Das zweite ist besonders dann ein Nachteil, wenn die Boote nicht an einem Steg anlegen, sondern direkt an Land und dann mittels Leine und Boje wieder ein Stück aufs Wasser befödert werden, was ziemlich oft vorkommt (vielleicht nicht bei Angelanlagen). Dann nämlich muß man daran denken, die Geberstange schon vor der Landung zu entfernen, weil sie durch ein Loch in der Halterung geht und mit einer Schraube festgehalten wird. Um die Geberstange zu lösen, die ich ja mit dem Portabel mitnehmen muß, wenn ich die Geberschrauben nicht lösen will (zu aufwendig), muß ich die Stange nach unten durch das Loch ziehen.
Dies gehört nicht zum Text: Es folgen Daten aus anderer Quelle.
PR #390, opened 2019-10-17
Reject transactions with not-yet-protocol-enabled fields more quickly

justicz:
Without this I believe there are similar partition issues to #387 if a user e.g. sends a transaction with an `LSig` prior to the protocol upgrade

### DIFF
--- a/data/transactions/verify/txn.go
+++ b/data/transactions/verify/txn.go
@@ -46,10 +46,6 @@ func TxnPool(s *transactions.SignedTxn, spec transactions.SpecialAddresses, prot
 		return errors.New("empty address")
 	}
 
-	if s.Sig != (crypto.Signature{}) && !s.Msig.Blank() {
-		return errors.New("signedtxn should only have one of Sig or Msig")
-	}
-
 	outCh := make(chan error, 1)
 	cx := asyncVerifyContext{s, outCh, &proto}
 	verificationPool.EnqueueBacklog(context.Background(), stxnAsyncVerify, &cx, nil)
--- a/data/transactions/verify/txn.go
+++ b/data/transactions/verify/txn.go
@@ -136,6 +136,9 @@ func stxnVerifyCore(s *transactions.SignedTxn, proto *config.ConsensusParams) er
 // LogicSig checks that the signature is valid and that the program is basically well formed.
 // It does not evaluate the logic.
 func LogicSig(lsig *transactions.LogicSig, proto *config.ConsensusParams, stxn *transactions.SignedTxn) error {
+	if proto.LogicSigVersion == 0 {
+		return errors.New("LogicSig not enabled")
+	}
 	if len(lsig.Logic) == 0 {
 		return errors.New("LogicSig.Logic empty")
 	}
--- a/data/transactions/verify/txn.go
+++ b/data/transactions/verify/txn.go
@@ -88,20 +88,6 @@ func stxnAsyncVerify(arg interface{}) interface{} {
 }
 
 func stxnVerifyCore(s *transactions.SignedTxn, proto *config.ConsensusParams) error {
-	// Check for non-empty fields that are not yet enabled
-	if !proto.Asset &&
-		((s.Txn.AssetConfigTxnFields != transactions.AssetConfigTxnFields{}) ||
-		(s.Txn.AssetTransferTxnFields != transactions.AssetTransferTxnFields{}) ||
-		(s.Txn.AssetFreezeTxnFields != transactions.AssetFreezeTxnFields{})) {
-		return errors.New("assets not yet enabled")
-	}
-	if !proto.SupportTxGroups && (s.Txn.Group != crypto.Digest{}) {
-		return errors.New("txn groups not yet enabled")
-	}
-	if !proto.SupportTransactionLeases && (s.Txn.Lease != [32]byte{}) {
-		return errors.New("leases not yet enabled")
-	}
-
 	numSigs := 0
 	hasSig := false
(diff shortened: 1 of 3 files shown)


justicz:
Ugh, actually, I think `stxnVerifyCore` may need to reject all transaction fields that have been set if those fields are invalid for the current `proto`. Otherwise old nodes will reject the transaction in `txHandler` and disconnect (due to not knowing about the new fields), and new nodes will accept (since `stxnVerifyCore` only checks high level well-formedness).

data/transactions/verify/txn.go
```diff
@@ -46,10 +46,6 @@ func TxnPool(s *transactions.SignedTxn, spec transactions.SpecialAddresses, prot
 		return errors.New("empty address")
 	}
 
-	if s.Sig != (crypto.Signature{}) && !s.Msig.Blank() {
-		return errors.New("signedtxn should only have one of Sig or Msig")
-	}
-
```
tsachiherman: Are these conditions covered elsewhere ?

data/transactions/verify/txn.go
```diff
@@ -92,6 +88,33 @@ func stxnAsyncVerify(arg interface{}) interface{} {
 }
 
 func stxnVerifyCore(s *transactions.SignedTxn, proto *config.ConsensusParams) error {
+	// Check for non-empty fields that are not yet enabled
+	if !proto.Asset {
```
tsachiherman: Looks good. Implementation is a bit verbosed, but the logic seems solid.
i.e.
```
if !proto.Asset && (
   (s.Txn.AssetConfigTxnFields != transactions.AssetConfigTxnFields{}) ||
   (s.Txn.AssetTransferTxnFields != transactions.AssetTransferTxnFields{}) ||
   (s.Txn.AssetFreezeTxnFields != transactions.AssetFreezeTxnFields{})) {
   return errors.New("assets not yet enabled")
}
```

data/transactions/verify/txn.go
algobolson: yes, this is covered inside stxnVerifyCore

algobolson:
_while we're at it_ (sorry) these lines from ledger/eval.go probably make more sense here
```
		// Verify that groups are supported.
		if !txn.Txn.Group.IsZero() && !eval.proto.SupportTxGroups {
			return fmt.Errorf("transaction groups not supported")
		}
```

justicz:
Oh, actually it looks like I should just call `stxn.Txn.WellFormed`. It does these checks

data/transactions/verify/txn.go
justicz: changed as suggested, thanks

justicz:
Interesting -- in addition to that check in eval.go, `txn.WellFormed` is checked, followed by `verify.TxnPool`, which *also* calls `txn.WellFormed`. So there's more to delete there too

ledger/eval.go
```diff
@@ -467,25 +467,14 @@ func (eval *BlockEvaluator) transaction(txn transactions.SignedTxn, ad transacti
 			return TransactionInLedgerError{txn.ID()}
 		}
 
-		// Well-formed on its own?
-		err = txn.Txn.WellFormed(spec, eval.proto)
```
justicz: I deleted this because `WellFormed` is immediately called by `verify.TxnPool` below. Can someone please double check this for me since it's... pretty important

ledger/eval.go
```diff
@@ -467,25 +467,14 @@ func (eval *BlockEvaluator) transaction(txn transactions.SignedTxn, ad transacti
...
+		// Well-formed and signed properly?
 		if eval.txcache == nil || !eval.txcache.Verified(txn) {
 			err = verify.TxnPool(&txn, spec, eval.proto, eval.verificationPool)
 			if err != nil {
 				return fmt.Errorf("transaction %v: failed to verify: %v", txn.ID(), err)
 			}
 		}
 
-		// Verify that groups are supported.
-		if !txn.Txn.Group.IsZero() && !eval.proto.SupportTxGroups {
```
justicz: Removing this check since it should be checked in `TxnPool` as well now.

ledger/eval.go
justicz: can't remove because the transaction cache might become invalid over a protocol upgrade

ledger/eval.go
justicz: can't remove because the transaction cache might become invalid over a protocol upgrade, and group is currently not checked in wellformed. Something to fix another time.

data/transactions/verify/txn.go
```diff
@@ -92,6 +88,20 @@ func stxnAsyncVerify(arg interface{}) interface{} {
 }
 
 func stxnVerifyCore(s *transactions.SignedTxn, proto *config.ConsensusParams) error {
+	// Check for non-empty fields that are not yet enabled
```
derbear: This is a nit, but shouldn't these checks go into `Transaction.WellFormed`?

ledger/eval.go
algobolson: Yup. Txn and TxnPool both call WellFormed immediately before inline or pool based execution of stxnVerifyCore. I'm guessing that's out of some idea to catch simple things before going through the overhead of pool enqueue/dequeue.

data/transactions/verify/txn.go
justicz: Actually, it turns out a lot of these checks were done in `WellFormed` (I missed that `WellFormed` was getting called in `Txn`). The only missing check there was the `Group` check. So I added that and removed the extra ones I added.

PR #394, opened 2019-10-18
Implement domain separation for LogicSig ed25519verify.

derbear:
Arguments passed to ed25519verify are now domain-separated with the
constant string "ProgData" and the hash of the running program.

### DIFF
--- a/data/transactions/logic/eval.go
+++ b/data/transactions/logic/eval.go
@@ -1154,16 +1154,16 @@ func opGlobal(cx *evalContext) {
 	cx.nextpc = cx.pc + 2
 }
 
-// LogicMsg is data meant to be signed and then verified
-// with the ed25519verify opcode.
-type LogicMsg struct {
+// Msg is data meant to be signed and then verified with the
+// ed25519verify opcode.
+type Msg struct {
 	_struct     struct{}      `codec:",omitempty,omitemptyarray"`
 	ProgramHash crypto.Digest `codec:"p"`
 	Data        []byte        `codec:"d"`
 }
 
 // ToBeHashed implements crypto.Hashable
-func (msg LogicMsg) ToBeHashed() (protocol.HashID, []byte) {
+func (msg Msg) ToBeHashed() (protocol.HashID, []byte) {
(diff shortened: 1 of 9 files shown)


data/transactions/logic/eval.go
```diff
@@ -1150,6 +1154,19 @@ func opGlobal(cx *evalContext) {
 	cx.nextpc = cx.pc + 2
 }
 
+// Msg is data meant to be signed and then verified with the
+// ed25519verify opcode.
+type Msg struct {
+	_struct     struct{}      `codec:",omitempty,omitemptyarray"`
+	ProgramHash crypto.Digest `codec:"p"`
```
algobolson: I don't like putting the program hash in here because then a signed fact can have only one consumer. An oracle can't just say "thing is true!" it has to say "thing is true, Bob" and possibly repeat that for many recipients.

derbear: Okay, offline discussion on this is that an oracle can set up an explicit escrow account _E_ and then produce statements of the form `Sign_oracle(H(E) || stmt)`. _E_ allows group transactions in TEAL that can read off this statement. (Optionally the group constraint can require an extra fee to be paid to the oracle to read off the statement.)

derbear: (The other outcome of the discussion is we'll maybe support either byte blob concatenation or substring slicing on the blobs, but that will be after the next release.)

data/transactions/logic/eval.go
```diff
@@ -214,6 +217,7 @@ func Eval(program []byte, params EvalParams) (pass bool, err error) {
 	cx.EvalParams = params
 	cx.stack = make([]stackValue, 0, 10)
 	cx.program = program
+	cx.programHash = crypto.HashObj(Program(program))
```
algobolson: I slightly wish this was lazy since I bet we won't need it for 90% of programs, but I'm not sure we need that optimization yet.

derbear: Sounds good--maybe we can pass it in? (Since we'll have computed upstream at some point, either when decommitting to an escrow account or when verifying some delegated LogicSig.)

PR #396, opened 2019-10-18
Teal stateless

algobolson:
make TEAL stateless and cacheable
no longer has direct access to Round or TimeStamp (instead has FirstValidTime)
`rand` removed until it can be done right
add LogicSig Eval caching to TransactionPool
better docs


ledger/eval.go
```diff
@@ -479,39 +484,32 @@ func (eval *BlockEvaluator) transaction(txn transactions.SignedTxn, ad transacti
...
+			err = eval.checkLogicSig(txn, txgroup, groupIndex)
 			if err != nil {
-				return fmt.Errorf("transaction %v: rejected by logic err=%s", txn.ID(), err)
-			}
-			if !pass {
-				return fmt.Errorf("transaction %v: rejected by logic", txn.ID())
+				eval.txcache.EvalRemember(txn, err.Error())
+				return err
 			}
+			eval.txcache.EvalRemember(txn, "")
```
pzbitskiy: eval.txcache.EvalRemember(txn, nil) ?

data/transactions/logic/globalfield_string.go
```diff
@@ -0,0 +1,28 @@
...
+	// An "invalid array index" compiler error signifies that the constant values have changed.
+	// Re-run the stringer command to generate them again.
+	var x [1]struct{}
+	_ = x[MinTxnFee-0]
+	_ = x[MinBalance-1]
+	_ = x[MaxTxnLife-2]
+	_ = x[ZeroAddress-3]
+	_ = x[GroupSize-4]
+	_ = x[invalidGlobalField-5]
+}
```
pzbitskiy: what kind of magic is it?

ledger/eval.go
pzbitskiy: Nevermind,  nil can't be used as a value for a string field.

data/transactions/logic/globalfield_string.go
algobolson: x has one element. x[0] is the only valid index. if any of the constants change, this generated code will break signaling that it needs to be re-generated. (I'd normally not check in generated code, but we're already doing that elsewhere with this same `stringer` generator)

data/transactions/logic/eval.go
```diff
@@ -1021,57 +996,59 @@ func opDup(cx *evalContext) {
...
+	case GroupIndex:
 		sv.Uint = uint64(cx.GroupIndex)
-	case 21:
+	case TxID:
 		txid := txn.ID()
 		sv.Bytes = txid[:]
-	case 22:
-		sv.Uint = cx.GroupSenders[cx.GroupIndex].MicroAlgos.Raw
-	case 23:
+	/*case 22: // SenderBalance
```
justicz: are you planning on leaving these comments in?

data/pools/transactionPool.go
```diff
@@ -72,6 +76,7 @@ func MakeTransactionPool(ledger *ledger.Ledger, transactionPoolStatusSize int, l
 		ledger:          ledger,
 		statusCache:     makeStatusCache(transactionPoolStatusSize),
```
tsachiherman: The `statusCache` contains only the *failed* transaction groups. Shouldn't we rename it ?

data/pools/transactionPool.go
```diff
@@ -337,6 +342,20 @@ func (pool *TransactionPool) Verified(txn transactions.SignedTxn) bool {
...
+func (pool *TransactionPool) EvalOk(txid transactions.Txid) (tx transactions.SignedTxn, txErr string, found bool) {
+	pool.lcmu.RLock()
+	defer pool.lcmu.RUnlock()
+	return pool.lsigCache.check(txid)
+}
+
+// EvalRemember sets an error string from LogicSig Eval for some SignedTxn
+func (pool *TransactionPool) EvalRemember(tx transactions.SignedTxn, errString string) {
+	pool.lcmu.Lock()
+	defer pool.lcmu.Unlock()
```
tsachiherman: I like the way you wrapped the lock around the object.

data/pools/transactionPool.go
```diff
@@ -337,6 +342,20 @@ func (pool *TransactionPool) Verified(txn transactions.SignedTxn) bool {
 	return pendingSigTxn.Sig == txn.Sig && pendingSigTxn.Msig.Equal(txn.Msig) && pendingSigTxn.Lsig.Equal(&txn.Lsig)
 }
 
+// EvalOk for LogicSig Eval of a txn by txid, returns the SignedTxn, error string, and found.
+func (pool *TransactionPool) EvalOk(txid transactions.Txid) (tx transactions.SignedTxn, txErr string, found bool) {
```
tsachiherman: nit: The first return value is not being used, and can be omitted from the function signature; also, the second argument need to return just whether it's != "" or not. ( i.e. error'ed or not ).

data/transactions/logic/eval.go
algobolson: cleaned up

data/pools/transactionPool.go
algobolson: Yeah, it is that.
```
// failedTxnStatuses records failure messages from recently failed transactions, indexed by Txid.
// This allows algod clients to find out why the transaction they submitted failed.
failedTxnStatuses: makeStatusCache(...)
```

data/pools/transactionPool.go
algobolson: dropped the unused argument, but there's one place we return the error string if it's not ""

tsachiherman:
@algobolson - could you take another look and update the code so it would compile without any errors ? thanks!

PR #398, opened 2019-10-19
Prepare for performance test

stechu:
## Summary

This PR contains 3 changes that will be useful for performance tests.

*  make transaction pool's fee increase factor tunable (default is still 2), this helps performance tests
*  add a logic program option `--program`  to pingpong and let pingpong issue delegated logic sig transactions
*  add a fire rate control option  `--tps` to pingpong so that pingpong can issue transactions exactly at the rate we want 

 
## Test Plan

No protocol change. Tested on local deployed network.


shared/pingpong/pingpong.go
```diff
@@ -150,6 +151,14 @@ func RunPingPong(ctx context.Context, ac libgoal.Client, accounts map[string]uin
...
 				refreshTime = refreshTime.Add(cfg.RefreshTime)
 			}
+
+			localTimeDelta := time.Now().Sub(startTime)
+			currentTps := float64(totalSent) / localTimeDelta.Seconds()
+			if currentTps > float64(cfg.TxnPerSec) {
+				sleepSec := float64(totalSent)/float64(cfg.TxnPerSec) - localTimeDelta.Seconds()
+				sleepTime := time.Duration(int64(math.Round(sleepSec*1000))) * time.Millisecond
+				time.Sleep(sleepTime)
+			}
```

Geht aber nicht mehr, wenn man schon angelegt hat, weil nicht mehr tief genug.

Also die nächste Version wird ein Selbstbau. Die Grundlage der Konstruktion hab ich hier irgendwo gesehen, nur ein Stück VA mit zwei käuflichen Schraubzwingen befestigt. Dann kann sich nichts mehr um die eine Schraubzwingenachse drehen.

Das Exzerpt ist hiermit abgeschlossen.